[Stored items]
-- Opening Marker --
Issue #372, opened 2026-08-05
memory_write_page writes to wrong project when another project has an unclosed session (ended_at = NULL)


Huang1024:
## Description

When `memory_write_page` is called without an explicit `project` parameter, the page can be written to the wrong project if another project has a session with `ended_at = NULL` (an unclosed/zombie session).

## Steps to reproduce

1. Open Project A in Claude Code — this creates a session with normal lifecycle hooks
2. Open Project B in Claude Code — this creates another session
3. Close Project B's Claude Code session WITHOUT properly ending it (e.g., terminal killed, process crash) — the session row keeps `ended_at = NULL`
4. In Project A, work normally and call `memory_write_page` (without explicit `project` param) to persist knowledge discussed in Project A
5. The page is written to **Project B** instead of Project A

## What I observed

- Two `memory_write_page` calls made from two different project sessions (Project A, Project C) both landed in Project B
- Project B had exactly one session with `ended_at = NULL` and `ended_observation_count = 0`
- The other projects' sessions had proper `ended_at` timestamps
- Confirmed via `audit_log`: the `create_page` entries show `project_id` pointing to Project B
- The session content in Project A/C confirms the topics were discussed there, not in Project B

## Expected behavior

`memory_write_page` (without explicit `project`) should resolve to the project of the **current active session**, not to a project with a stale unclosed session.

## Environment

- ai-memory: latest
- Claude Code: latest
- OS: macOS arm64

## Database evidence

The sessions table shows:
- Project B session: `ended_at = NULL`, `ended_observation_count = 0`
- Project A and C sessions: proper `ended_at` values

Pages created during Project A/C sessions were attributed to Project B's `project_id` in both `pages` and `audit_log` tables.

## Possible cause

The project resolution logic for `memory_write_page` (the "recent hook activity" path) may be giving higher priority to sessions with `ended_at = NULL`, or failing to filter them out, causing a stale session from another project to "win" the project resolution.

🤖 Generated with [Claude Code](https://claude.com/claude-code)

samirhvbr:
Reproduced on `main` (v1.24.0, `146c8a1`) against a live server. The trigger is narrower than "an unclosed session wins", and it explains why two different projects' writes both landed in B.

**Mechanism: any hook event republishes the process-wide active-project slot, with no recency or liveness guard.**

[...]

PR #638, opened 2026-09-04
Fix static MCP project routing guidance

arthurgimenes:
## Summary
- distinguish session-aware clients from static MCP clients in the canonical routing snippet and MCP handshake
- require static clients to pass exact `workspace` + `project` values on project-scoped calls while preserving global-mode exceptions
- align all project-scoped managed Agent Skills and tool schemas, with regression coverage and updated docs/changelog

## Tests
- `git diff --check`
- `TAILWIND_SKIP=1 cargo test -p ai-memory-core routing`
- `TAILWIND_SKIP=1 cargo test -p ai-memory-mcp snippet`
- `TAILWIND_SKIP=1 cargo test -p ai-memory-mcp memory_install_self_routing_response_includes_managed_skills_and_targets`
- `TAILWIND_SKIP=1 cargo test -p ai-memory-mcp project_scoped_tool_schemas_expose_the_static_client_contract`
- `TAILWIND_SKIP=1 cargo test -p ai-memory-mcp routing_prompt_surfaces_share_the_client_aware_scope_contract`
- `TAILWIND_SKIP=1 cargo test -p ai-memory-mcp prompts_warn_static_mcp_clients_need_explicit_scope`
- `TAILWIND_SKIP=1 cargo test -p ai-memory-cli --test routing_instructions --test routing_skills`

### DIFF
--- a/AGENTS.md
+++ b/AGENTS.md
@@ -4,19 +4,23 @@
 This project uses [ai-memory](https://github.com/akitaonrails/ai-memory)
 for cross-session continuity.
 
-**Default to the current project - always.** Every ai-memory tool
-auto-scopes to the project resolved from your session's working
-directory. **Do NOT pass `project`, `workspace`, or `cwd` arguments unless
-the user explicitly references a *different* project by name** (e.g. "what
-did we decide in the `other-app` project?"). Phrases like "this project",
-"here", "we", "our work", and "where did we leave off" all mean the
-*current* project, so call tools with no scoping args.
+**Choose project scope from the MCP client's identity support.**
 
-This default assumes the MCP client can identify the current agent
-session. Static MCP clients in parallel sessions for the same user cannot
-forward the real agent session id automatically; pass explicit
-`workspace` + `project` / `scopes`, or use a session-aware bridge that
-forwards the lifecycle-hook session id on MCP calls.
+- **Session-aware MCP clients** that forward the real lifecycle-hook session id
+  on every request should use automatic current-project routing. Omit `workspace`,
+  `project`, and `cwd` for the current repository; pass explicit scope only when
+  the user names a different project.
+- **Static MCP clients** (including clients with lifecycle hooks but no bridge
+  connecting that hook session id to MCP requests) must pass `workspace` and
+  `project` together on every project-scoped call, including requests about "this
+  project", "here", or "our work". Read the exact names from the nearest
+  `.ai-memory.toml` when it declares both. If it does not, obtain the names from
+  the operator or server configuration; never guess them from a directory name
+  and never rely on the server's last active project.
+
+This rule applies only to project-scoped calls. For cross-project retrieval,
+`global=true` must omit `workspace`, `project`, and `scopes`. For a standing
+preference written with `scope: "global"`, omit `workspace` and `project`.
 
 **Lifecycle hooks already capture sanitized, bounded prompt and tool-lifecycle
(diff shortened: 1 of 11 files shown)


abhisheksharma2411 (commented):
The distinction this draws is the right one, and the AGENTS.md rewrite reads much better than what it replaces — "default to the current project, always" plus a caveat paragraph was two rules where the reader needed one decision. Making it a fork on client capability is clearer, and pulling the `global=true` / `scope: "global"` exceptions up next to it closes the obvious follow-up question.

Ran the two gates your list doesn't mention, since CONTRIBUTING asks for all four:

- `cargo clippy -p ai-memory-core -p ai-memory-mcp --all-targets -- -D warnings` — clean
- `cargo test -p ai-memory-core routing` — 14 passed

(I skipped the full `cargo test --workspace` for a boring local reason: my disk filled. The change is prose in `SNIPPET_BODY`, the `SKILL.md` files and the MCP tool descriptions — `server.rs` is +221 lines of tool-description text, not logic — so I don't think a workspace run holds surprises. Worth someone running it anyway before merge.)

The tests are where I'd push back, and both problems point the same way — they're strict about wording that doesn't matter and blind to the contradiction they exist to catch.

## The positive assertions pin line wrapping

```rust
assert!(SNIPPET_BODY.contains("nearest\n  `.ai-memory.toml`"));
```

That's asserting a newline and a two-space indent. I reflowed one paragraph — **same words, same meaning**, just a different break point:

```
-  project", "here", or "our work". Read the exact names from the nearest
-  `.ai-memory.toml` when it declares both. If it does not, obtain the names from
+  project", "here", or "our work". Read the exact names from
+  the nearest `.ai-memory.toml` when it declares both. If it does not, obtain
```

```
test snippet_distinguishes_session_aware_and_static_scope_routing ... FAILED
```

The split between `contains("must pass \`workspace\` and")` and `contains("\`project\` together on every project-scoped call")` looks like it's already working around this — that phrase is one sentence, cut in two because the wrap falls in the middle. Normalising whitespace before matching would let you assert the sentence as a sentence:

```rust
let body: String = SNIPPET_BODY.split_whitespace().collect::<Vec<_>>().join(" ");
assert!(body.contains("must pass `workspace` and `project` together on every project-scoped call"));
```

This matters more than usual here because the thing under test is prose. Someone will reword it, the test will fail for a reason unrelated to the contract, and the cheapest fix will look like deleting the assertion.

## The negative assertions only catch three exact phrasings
-- Closing Marker --
-- Opening Marker --
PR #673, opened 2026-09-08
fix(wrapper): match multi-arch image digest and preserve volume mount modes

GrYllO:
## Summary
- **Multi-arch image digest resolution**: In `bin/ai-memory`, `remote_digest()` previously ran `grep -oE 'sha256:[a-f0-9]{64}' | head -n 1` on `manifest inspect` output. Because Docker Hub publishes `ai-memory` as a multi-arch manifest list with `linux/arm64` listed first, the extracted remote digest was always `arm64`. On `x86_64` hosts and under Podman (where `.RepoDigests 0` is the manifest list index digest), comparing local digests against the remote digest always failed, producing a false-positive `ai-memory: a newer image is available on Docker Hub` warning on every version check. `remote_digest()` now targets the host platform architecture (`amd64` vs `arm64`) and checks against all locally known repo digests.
-- Closing Marker --
-- Opening Marker --
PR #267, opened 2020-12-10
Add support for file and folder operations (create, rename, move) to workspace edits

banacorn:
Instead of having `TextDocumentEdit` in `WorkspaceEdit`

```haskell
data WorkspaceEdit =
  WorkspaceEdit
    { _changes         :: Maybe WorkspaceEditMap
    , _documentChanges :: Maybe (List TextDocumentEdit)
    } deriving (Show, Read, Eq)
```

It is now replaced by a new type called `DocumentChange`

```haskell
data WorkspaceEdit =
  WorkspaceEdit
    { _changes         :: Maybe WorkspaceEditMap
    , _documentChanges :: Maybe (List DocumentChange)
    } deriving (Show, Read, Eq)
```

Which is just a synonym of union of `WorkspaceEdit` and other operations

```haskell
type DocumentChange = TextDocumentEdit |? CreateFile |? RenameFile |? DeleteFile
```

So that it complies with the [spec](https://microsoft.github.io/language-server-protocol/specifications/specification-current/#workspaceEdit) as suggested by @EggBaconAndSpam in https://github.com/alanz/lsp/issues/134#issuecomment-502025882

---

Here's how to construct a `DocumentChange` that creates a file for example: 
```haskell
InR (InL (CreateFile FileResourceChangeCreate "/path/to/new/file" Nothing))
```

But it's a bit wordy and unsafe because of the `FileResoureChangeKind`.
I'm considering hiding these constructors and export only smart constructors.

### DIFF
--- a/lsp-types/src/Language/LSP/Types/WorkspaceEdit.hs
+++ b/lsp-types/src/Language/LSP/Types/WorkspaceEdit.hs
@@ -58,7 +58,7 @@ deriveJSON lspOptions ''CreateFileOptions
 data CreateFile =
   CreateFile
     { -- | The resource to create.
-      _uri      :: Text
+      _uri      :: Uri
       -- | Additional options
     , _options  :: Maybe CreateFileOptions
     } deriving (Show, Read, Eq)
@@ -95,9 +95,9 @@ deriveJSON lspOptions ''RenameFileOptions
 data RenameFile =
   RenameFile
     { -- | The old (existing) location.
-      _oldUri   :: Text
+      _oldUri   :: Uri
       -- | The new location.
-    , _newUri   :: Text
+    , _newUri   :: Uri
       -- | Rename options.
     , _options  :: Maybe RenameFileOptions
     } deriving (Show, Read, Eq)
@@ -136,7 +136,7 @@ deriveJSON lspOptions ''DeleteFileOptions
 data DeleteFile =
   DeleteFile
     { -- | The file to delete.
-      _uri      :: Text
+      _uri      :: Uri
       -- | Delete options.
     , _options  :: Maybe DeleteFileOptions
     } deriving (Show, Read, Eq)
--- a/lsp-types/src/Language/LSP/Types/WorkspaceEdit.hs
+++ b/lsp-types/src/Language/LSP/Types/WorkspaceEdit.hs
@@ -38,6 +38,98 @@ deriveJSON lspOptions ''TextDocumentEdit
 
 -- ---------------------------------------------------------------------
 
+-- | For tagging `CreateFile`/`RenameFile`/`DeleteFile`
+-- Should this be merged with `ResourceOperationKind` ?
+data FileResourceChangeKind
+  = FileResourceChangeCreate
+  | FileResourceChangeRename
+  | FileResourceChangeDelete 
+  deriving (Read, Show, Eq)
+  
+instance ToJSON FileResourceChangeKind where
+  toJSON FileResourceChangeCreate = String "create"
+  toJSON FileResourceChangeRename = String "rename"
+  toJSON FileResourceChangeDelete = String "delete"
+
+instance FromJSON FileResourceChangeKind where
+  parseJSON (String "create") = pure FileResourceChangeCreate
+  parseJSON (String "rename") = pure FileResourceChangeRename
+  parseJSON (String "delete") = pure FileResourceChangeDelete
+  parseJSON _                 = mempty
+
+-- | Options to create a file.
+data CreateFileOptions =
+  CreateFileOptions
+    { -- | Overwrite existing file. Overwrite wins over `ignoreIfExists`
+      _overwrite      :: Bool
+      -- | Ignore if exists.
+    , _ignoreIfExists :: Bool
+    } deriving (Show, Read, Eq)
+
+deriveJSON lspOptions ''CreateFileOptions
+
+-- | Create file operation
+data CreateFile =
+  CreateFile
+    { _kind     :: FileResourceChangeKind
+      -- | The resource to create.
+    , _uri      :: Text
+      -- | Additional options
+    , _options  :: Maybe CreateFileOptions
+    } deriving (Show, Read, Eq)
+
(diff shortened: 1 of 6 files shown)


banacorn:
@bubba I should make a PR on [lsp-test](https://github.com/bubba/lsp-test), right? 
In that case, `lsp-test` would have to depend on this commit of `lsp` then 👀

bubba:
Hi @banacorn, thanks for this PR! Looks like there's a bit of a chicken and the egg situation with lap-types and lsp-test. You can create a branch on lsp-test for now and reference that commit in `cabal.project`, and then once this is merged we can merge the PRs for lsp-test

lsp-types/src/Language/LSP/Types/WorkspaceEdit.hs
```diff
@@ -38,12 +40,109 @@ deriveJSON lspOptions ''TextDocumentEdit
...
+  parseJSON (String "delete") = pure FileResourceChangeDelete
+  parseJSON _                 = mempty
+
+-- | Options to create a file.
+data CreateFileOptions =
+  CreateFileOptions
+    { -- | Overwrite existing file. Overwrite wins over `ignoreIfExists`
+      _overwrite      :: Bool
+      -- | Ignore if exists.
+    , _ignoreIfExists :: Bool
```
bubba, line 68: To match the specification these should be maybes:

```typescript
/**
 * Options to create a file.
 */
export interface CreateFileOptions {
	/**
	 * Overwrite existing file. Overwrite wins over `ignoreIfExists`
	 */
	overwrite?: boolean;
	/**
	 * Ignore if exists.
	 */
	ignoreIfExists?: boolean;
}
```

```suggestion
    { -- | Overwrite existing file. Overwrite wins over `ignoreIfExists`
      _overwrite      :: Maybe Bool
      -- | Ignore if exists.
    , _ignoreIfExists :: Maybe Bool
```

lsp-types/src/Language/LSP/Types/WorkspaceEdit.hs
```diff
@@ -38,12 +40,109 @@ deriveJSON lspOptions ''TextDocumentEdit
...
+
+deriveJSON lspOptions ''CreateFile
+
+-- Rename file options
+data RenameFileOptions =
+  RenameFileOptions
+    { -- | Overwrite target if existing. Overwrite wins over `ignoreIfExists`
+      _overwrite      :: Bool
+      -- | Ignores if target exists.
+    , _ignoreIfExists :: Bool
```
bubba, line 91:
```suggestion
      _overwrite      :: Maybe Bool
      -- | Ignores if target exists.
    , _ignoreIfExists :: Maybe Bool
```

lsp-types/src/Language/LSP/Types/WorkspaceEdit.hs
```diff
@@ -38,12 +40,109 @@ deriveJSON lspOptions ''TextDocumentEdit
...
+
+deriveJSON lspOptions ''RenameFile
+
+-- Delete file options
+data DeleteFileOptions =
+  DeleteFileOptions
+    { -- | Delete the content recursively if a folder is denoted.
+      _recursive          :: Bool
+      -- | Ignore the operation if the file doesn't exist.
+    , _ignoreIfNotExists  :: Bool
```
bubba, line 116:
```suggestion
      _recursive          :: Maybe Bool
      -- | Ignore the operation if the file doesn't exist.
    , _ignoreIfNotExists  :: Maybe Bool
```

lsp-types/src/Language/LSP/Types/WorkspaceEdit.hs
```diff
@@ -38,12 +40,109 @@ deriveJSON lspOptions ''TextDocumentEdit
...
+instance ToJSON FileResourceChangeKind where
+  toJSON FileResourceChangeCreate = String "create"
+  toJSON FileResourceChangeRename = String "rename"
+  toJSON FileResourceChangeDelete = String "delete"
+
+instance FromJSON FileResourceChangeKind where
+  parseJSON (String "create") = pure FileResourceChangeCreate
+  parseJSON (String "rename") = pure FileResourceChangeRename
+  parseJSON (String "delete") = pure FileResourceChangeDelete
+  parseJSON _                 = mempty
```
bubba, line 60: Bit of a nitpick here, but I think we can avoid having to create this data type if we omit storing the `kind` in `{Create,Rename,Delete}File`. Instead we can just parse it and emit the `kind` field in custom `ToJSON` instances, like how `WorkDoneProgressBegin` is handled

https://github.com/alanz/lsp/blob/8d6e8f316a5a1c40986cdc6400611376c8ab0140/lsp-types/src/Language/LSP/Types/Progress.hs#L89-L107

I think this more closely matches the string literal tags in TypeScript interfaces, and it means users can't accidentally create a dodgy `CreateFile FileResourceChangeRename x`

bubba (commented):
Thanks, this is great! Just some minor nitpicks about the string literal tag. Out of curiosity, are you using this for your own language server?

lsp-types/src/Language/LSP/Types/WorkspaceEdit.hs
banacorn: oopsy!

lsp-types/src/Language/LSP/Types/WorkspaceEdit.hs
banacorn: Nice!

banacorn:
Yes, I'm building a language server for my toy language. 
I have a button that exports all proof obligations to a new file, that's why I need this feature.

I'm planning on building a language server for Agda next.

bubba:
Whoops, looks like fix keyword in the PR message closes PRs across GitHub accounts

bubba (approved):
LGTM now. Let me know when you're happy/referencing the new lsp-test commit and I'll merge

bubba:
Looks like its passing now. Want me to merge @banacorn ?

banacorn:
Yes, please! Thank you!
-- Closing Marker --
■ Exercise goal:
Copy out only the lines above from the one with "Ran the two" to the one with "(I skipped the", inclusive, exactly as they stand.

■ Solution to the exercise:
Ran the two gates your list doesn't mention, since CONTRIBUTING asks for all four:

- `cargo clippy -p ai-memory-core -p ai-memory-mcp --all-targets -- -D warnings` — clean
- `cargo test -p ai-memory-core routing` — 14 passed

(I skipped the full `cargo test --workspace` for a boring local reason: my disk filled. The change is prose in `SNIPPET_BODY`, the `SKILL.md` files and the MCP tool descriptions — `server.rs` is +221 lines of tool-description text, not logic — so I don't think a workspace run holds surprises. Worth someone running it anyway before merge.)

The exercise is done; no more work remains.